## [Task instructions]
Only the final stretch of the data is wanted: reproduce the line containing "package devmode" and each line after it, exactly.

Collected data entries:
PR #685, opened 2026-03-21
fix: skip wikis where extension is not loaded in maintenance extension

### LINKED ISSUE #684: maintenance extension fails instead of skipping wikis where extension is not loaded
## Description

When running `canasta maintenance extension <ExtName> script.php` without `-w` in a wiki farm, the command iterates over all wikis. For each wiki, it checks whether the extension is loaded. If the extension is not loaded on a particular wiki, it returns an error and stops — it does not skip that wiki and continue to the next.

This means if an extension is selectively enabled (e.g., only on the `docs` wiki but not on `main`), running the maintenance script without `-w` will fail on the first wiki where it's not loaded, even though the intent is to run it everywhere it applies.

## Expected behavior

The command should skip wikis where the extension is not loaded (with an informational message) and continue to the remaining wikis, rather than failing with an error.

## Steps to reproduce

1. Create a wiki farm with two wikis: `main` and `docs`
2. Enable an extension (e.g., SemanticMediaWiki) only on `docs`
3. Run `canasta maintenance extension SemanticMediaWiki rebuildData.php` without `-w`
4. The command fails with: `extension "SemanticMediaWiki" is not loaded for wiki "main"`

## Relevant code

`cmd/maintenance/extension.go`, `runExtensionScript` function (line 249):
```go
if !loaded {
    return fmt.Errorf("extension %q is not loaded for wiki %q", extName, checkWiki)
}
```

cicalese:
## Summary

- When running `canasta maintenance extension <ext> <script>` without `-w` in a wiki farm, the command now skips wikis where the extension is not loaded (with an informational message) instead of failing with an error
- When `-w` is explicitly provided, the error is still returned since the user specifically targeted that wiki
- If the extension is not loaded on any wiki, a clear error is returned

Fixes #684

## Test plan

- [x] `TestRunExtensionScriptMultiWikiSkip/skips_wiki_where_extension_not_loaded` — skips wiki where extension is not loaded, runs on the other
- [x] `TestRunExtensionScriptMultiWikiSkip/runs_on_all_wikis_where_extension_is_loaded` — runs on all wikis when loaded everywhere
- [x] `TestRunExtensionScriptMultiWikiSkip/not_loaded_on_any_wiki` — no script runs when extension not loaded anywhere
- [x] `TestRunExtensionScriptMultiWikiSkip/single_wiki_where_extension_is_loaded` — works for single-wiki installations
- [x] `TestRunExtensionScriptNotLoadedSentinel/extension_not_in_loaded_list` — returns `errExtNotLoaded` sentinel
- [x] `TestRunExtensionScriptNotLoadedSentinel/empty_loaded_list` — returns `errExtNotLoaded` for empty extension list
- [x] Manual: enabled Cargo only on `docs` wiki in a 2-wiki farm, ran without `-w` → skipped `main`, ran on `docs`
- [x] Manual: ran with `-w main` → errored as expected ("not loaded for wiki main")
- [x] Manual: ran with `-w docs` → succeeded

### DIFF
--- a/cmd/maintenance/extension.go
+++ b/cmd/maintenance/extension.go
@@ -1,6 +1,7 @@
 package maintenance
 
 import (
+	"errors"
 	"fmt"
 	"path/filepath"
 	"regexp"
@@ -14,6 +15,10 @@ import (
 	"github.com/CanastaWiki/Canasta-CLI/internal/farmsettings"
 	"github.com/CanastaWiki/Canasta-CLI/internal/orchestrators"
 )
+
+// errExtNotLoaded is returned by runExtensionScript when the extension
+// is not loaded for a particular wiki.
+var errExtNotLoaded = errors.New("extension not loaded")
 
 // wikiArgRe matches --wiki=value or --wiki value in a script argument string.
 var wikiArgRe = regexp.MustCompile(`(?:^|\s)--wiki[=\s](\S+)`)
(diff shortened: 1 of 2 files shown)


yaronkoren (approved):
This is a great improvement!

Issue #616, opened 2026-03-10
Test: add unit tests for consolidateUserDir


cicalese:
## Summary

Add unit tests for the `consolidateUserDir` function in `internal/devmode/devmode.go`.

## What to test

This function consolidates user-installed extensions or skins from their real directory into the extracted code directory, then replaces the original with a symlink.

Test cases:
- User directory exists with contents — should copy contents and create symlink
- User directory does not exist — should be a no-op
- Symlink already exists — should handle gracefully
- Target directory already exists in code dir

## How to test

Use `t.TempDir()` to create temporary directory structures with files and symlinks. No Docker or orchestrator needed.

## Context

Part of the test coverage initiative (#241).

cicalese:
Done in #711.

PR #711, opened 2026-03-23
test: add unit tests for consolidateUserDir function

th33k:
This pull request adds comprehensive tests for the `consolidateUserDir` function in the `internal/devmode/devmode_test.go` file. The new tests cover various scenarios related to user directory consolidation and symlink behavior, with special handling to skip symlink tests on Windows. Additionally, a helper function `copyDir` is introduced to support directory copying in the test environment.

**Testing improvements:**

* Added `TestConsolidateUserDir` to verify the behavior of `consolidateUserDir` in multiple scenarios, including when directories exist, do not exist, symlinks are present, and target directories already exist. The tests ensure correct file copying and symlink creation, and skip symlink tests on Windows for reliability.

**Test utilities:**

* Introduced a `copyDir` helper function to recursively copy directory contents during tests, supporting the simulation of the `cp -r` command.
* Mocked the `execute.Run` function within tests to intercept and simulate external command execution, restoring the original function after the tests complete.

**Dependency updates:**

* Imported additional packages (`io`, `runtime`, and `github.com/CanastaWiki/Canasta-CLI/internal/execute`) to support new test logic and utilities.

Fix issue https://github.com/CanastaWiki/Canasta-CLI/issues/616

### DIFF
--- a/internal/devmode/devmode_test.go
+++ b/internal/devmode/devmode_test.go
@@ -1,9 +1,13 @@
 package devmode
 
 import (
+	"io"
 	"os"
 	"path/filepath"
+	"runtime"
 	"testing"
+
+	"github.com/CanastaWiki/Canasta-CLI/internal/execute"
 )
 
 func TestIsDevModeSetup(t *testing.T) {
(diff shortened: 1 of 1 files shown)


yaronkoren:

## [Response to the task]
 package devmode
 
 import (
+	"io"
 	"os"
 	"path/filepath"
+	"runtime"
 	"testing"
+
+	"github.com/CanastaWiki/Canasta-CLI/internal/execute"
 )
 
 func TestIsDevModeSetup(t *testing.T) {
(diff shortened: 1 of 1 files shown)


yaronkoren:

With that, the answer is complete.